## About this task
Could you copy out every line of the data where the word "getSerialization" occurs?

## Listed records
<<<<
PR #165, opened 2015-08-26
Remove not needed dependency on ByPropertyIdGrouper

JeroenDeDauw:
Needed for https://phabricator.wikimedia.org/T110344

### DIFF
--- a/src/Serializers/StatementListSerializer.php
+++ b/src/Serializers/StatementListSerializer.php
@@ -6,7 +6,6 @@ use Serializers\DispatchableSerializer;
 use Serializers\Exceptions\SerializationException;
 use Serializers\Exceptions\UnsupportedObjectException;
 use Serializers\Serializer;
-use Wikibase\DataModel\Services\ByPropertyIdGrouper;
 use Wikibase\DataModel\Statement\StatementList;
 
 /**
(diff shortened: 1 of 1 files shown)


src/Serializers/StatementListSerializer.php
```diff
@@ -69,12 +68,14 @@ public function serialize( $object ) {
...
+		foreach ( $statementList->toArray() as $statement ) {
+			$idSerialization = $statement->getPropertyId()->getSerialization();
 
-		foreach ( $byPropertyIdGrouper->getPropertyIds() as $propertyId ) {
-			$serialization[$propertyId->getSerialization()] = $this->getSerializedStatements(
-				$byPropertyIdGrouper->getByPropertyId( $propertyId )
-			);
+			if ( !array_key_exists( $idSerialization, $serialization ) ) {
+				$serialization[$idSerialization] = array();
+			}
```
JeroenDeDauw: It works without this if block... not sure if that is good style though, or if it will continue to work in later PHP versions

thiemowmde: Personally I think it's ok to omit this. As long as the thing is initialized as a (1-dimensional) array, PHP will happily add more dimensions when needed. This is tested, so changes in later PHP versions will instantly become visible.

PR #166, opened 2015-08-26
Drop dependency on Wikibase DataModel Services

JeroenDeDauw:


src/DeserializerFactory.php
```diff
@@ -19,7 +19,7 @@
 use Wikibase\DataModel\Deserializers\StatementListDeserializer;
 use Wikibase\DataModel\Deserializers\TermDeserializer;
 use Wikibase\DataModel\Deserializers\TermListDeserializer;
-use Wikibase\DataModel\Services\EntityId\EntityIdParser;
+use Wikibase\DataModel\Entity\EntityIdParser;
```
Benestar: This is a breaking change which results in tests being broken on Wikibase.git.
>>>>
## Finished exercise
+			$idSerialization = $statement->getPropertyId()->getSerialization();
-			$serialization[$propertyId->getSerialization()] = $this->getSerializedStatements(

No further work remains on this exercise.